◆ GIVEN DATA:
══════
Issue #610, opened 2015-08-03
Assertion error in log_msg_refcache_stop with an empty channel


vincentbernat:
Hey!

With the following configuration, I get reproducibly the following assertion error:

```
ERROR:../lib/logmsg.c:1510:log_msg_refcache_stop: assertion failed: ((logmsg_cached_acks < LOGMSG_REFCACHE_BIAS - 1) && (logmsg_cached_acks >= -LOGMSG_REFCACHE_BIAS))
```

This can be fixed by removing the empty `channel` section. It could also be solved by merging `d_alerts` and `d_kafka` inside `d_remote`.

```conf
@version: 3.6
@include "scl.conf"

@define basepath "/home/bernat/Documents/exoscale/S03-2015/bug1"

options {
  chain_hostnames(off);
  ts-format(iso);
  use_dns(no);
  use_fqdn(no);
  flush-lines(10);
  flush-timeout(1000);
  log-msg-size(65535);
};

destination d_kafka {
  channel {
    rewrite {
      set("filename"   value(".eventv1.filename"));
    };
  };
};

log {
  source {
    file("`basepath`/system-json.log"
         flags(no-parse));
  };

  junction {
    channel {
      rewrite {
        set-tag("warning");
      };
    };
    channel {
    };
  };
  destination(d_remote);
};

destination d_alerts {
  channel {
    rewrite {
      clear-tag("ok");
    };
  };
};

destination d_remote {
  channel {
    destination(d_alerts);
    destination(d_kafka);
  };
};
```

vincentbernat:
In fact, it doesn't seem that the problem is the empty channel, but the fact there are several of them in the junction. The following configuration also triggers the bug:

```
destination d_kafka {
  channel {
    rewrite {
      set("filename"   value(".eventv1.filename"));
    };
  };
};

log {
  source {
    file("`basepath`/system-json.log"
         flags(no-parse));
  };

  junction {
    channel {
      rewrite {
        set-tag("warning");
      };
      flags(final);
    };
    channel {
      rewrite {
        set-tag("warning");
      };
      flags(final);
    };
  };
  destination(d_remote);
};

destination d_alerts {
  channel {
    rewrite {
      set-tag("ok");
    };
  };
};

destination d_remote {
  channel {
    destination(d_alerts);
    destination(d_kafka);
  };
};
```

And removing `set-tag("ok")` is another way to solve it.

vincentbernat:
[...]

PR #1094, opened 2016-06-21
logmpx: remove last_delivery logic

bazsi:
The last_delivery logic kind-of breaks the ack counting logic for junctions
that have branches that modify the LogMessage.

This causes aborts during execution like this:

ERROR:../lib/logmsg.c:1510:log_msg_refcache_stop: assertion failed: ((logmsg_cached_acks < LOGMSG_REFCACHE_BIAS - 1) && (logmsg_cached_acks >= -LOGMSG_REFCACHE_BIAS))

This patch resolves github issue #610.

### DIFF
--- a/lib/logmpx.c
+++ b/lib/logmpx.c
@@ -69,7 +69,6 @@ log_multiplexer_queue(LogPipe *s, LogMessage *msg, const LogPathOptions *path_op
   LogPathOptions local_options = *path_options;
   gboolean matched;
   gboolean delivered = FALSE;
-  gboolean last_delivery;
   gint fallback;
   
   local_options.matched = &matched;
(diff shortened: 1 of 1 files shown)


lbudai:
So, when a junction has a branch that modifies (calling `make_writable`) a protected logmsg, then
the ack counting breaks.
Is it possible that there are other situations that could lead to the same problem? I mean is it possible to mark a  logmsg as protected somewhere else?

bazsi:
It was not the unprotect call that violated assumptions, but rather this "optimization" in logmpx, which this patch removes.

If an mpx forks off to several branches, the last one got a writable logmsg, as the LogMpx assumed it had a writable access to the message, which it propagated onwards to its last branch. This assumption turned out not to be true, IIRC it can happen that one of the earlier branches keeps a reference to this LogMessage, e.g. it can't be modified.

I can't remember the details honestly, as I wrote this patch almost a year ago. I wanted to research the performance ramifications, but I never did, and I think it should not be that severe. Or of it really turns out to be we have lots of options to improve performance again (e.g. drop copy-on-write cloning and make sure all clone operations happen with a single malloc() instead of the current, clone portions of the data and do graduall mallocs later on as it gets modified).

This patch really makes LogMpx a lot simpler in exchange for some performance and a potential abort. I think it is a fair exchange :)

lbudai:
I see (and yes, it's a fair exchange :-) ) .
══════
◆ TO DO: Write out the full listing without altering anything.

◆ WRITTEN REPLY:
Issue #610, opened 2015-08-03
Assertion error in log_msg_refcache_stop with an empty channel


vincentbernat:
Hey!

With the following configuration, I get reproducibly the following assertion error:

```
ERROR:../lib/logmsg.c:1510:log_msg_refcache_stop: assertion failed: ((logmsg_cached_acks < LOGMSG_REFCACHE_BIAS - 1) && (logmsg_cached_acks >= -LOGMSG_REFCACHE_BIAS))
```

This can be fixed by removing the empty `channel` section. It could also be solved by merging `d_alerts` and `d_kafka` inside `d_remote`.

```conf
@version: 3.6
@include "scl.conf"

@define basepath "/home/bernat/Documents/exoscale/S03-2015/bug1"

options {
  chain_hostnames(off);
  ts-format(iso);
  use_dns(no);
  use_fqdn(no);
  flush-lines(10);
  flush-timeout(1000);
  log-msg-size(65535);
};

destination d_kafka {
  channel {
    rewrite {
      set("filename"   value(".eventv1.filename"));
    };
  };
};

log {
  source {
    file("`basepath`/system-json.log"
         flags(no-parse));
  };

  junction {
    channel {
      rewrite {
        set-tag("warning");
      };
    };
    channel {
    };
  };
  destination(d_remote);
};

destination d_alerts {
  channel {
    rewrite {
      clear-tag("ok");
    };
  };
};

destination d_remote {
  channel {
    destination(d_alerts);
    destination(d_kafka);
  };
};
```

vincentbernat:
In fact, it doesn't seem that the problem is the empty channel, but the fact there are several of them in the junction. The following configuration also triggers the bug:

```
destination d_kafka {
  channel {
    rewrite {
      set("filename"   value(".eventv1.filename"));
    };
  };
};

log {
  source {
    file("`basepath`/system-json.log"
         flags(no-parse));
  };

  junction {
    channel {
      rewrite {
        set-tag("warning");
      };
      flags(final);
    };
    channel {
      rewrite {
        set-tag("warning");
      };
      flags(final);
    };
  };
  destination(d_remote);
};

destination d_alerts {
  channel {
    rewrite {
      set-tag("ok");
    };
  };
};

destination d_remote {
  channel {
    destination(d_alerts);
    destination(d_kafka);
  };
};
```

And removing `set-tag("ok")` is another way to solve it.

vincentbernat:
[...]

PR #1094, opened 2016-06-21
logmpx: remove last_delivery logic

bazsi:
The last_delivery logic kind-of breaks the ack counting logic for junctions
that have branches that modify the LogMessage.

This causes aborts during execution like this:

ERROR:../lib/logmsg.c:1510:log_msg_refcache_stop: assertion failed: ((logmsg_cached_acks < LOGMSG_REFCACHE_BIAS - 1) && (logmsg_cached_acks >= -LOGMSG_REFCACHE_BIAS))

This patch resolves github issue #610.

### DIFF
--- a/lib/logmpx.c
+++ b/lib/logmpx.c
@@ -69,7 +69,6 @@ log_multiplexer_queue(LogPipe *s, LogMessage *msg, const LogPathOptions *path_op
   LogPathOptions local_options = *path_options;
   gboolean matched;
   gboolean delivered = FALSE;
-  gboolean last_delivery;
   gint fallback;
   
   local_options.matched = &matched;
(diff shortened: 1 of 1 files shown)


lbudai:
So, when a junction has a branch that modifies (calling `make_writable`) a protected logmsg, then
the ack counting breaks.
Is it possible that there are other situations that could lead to the same problem? I mean is it possible to mark a  logmsg as protected somewhere else?

bazsi:
It was not the unprotect call that violated assumptions, but rather this "optimization" in logmpx, which this patch removes.

If an mpx forks off to several branches, the last one got a writable logmsg, as the LogMpx assumed it had a writable access to the message, which it propagated onwards to its last branch. This assumption turned out not to be true, IIRC it can happen that one of the earlier branches keeps a reference to this LogMessage, e.g. it can't be modified.

I can't remember the details honestly, as I wrote this patch almost a year ago. I wanted to research the performance ramifications, but I never did, and I think it should not be that severe. Or of it really turns out to be we have lots of options to improve performance again (e.g. drop copy-on-write cloning and make sure all clone operations happen with a single malloc() instead of the current, clone portions of the data and do graduall mallocs later on as it gets modified).

This patch really makes LogMpx a lot simpler in exchange for some performance and a potential abort. I think it is a fair exchange :)

lbudai:
I see (and yes, it's a fair exchange :-) ) .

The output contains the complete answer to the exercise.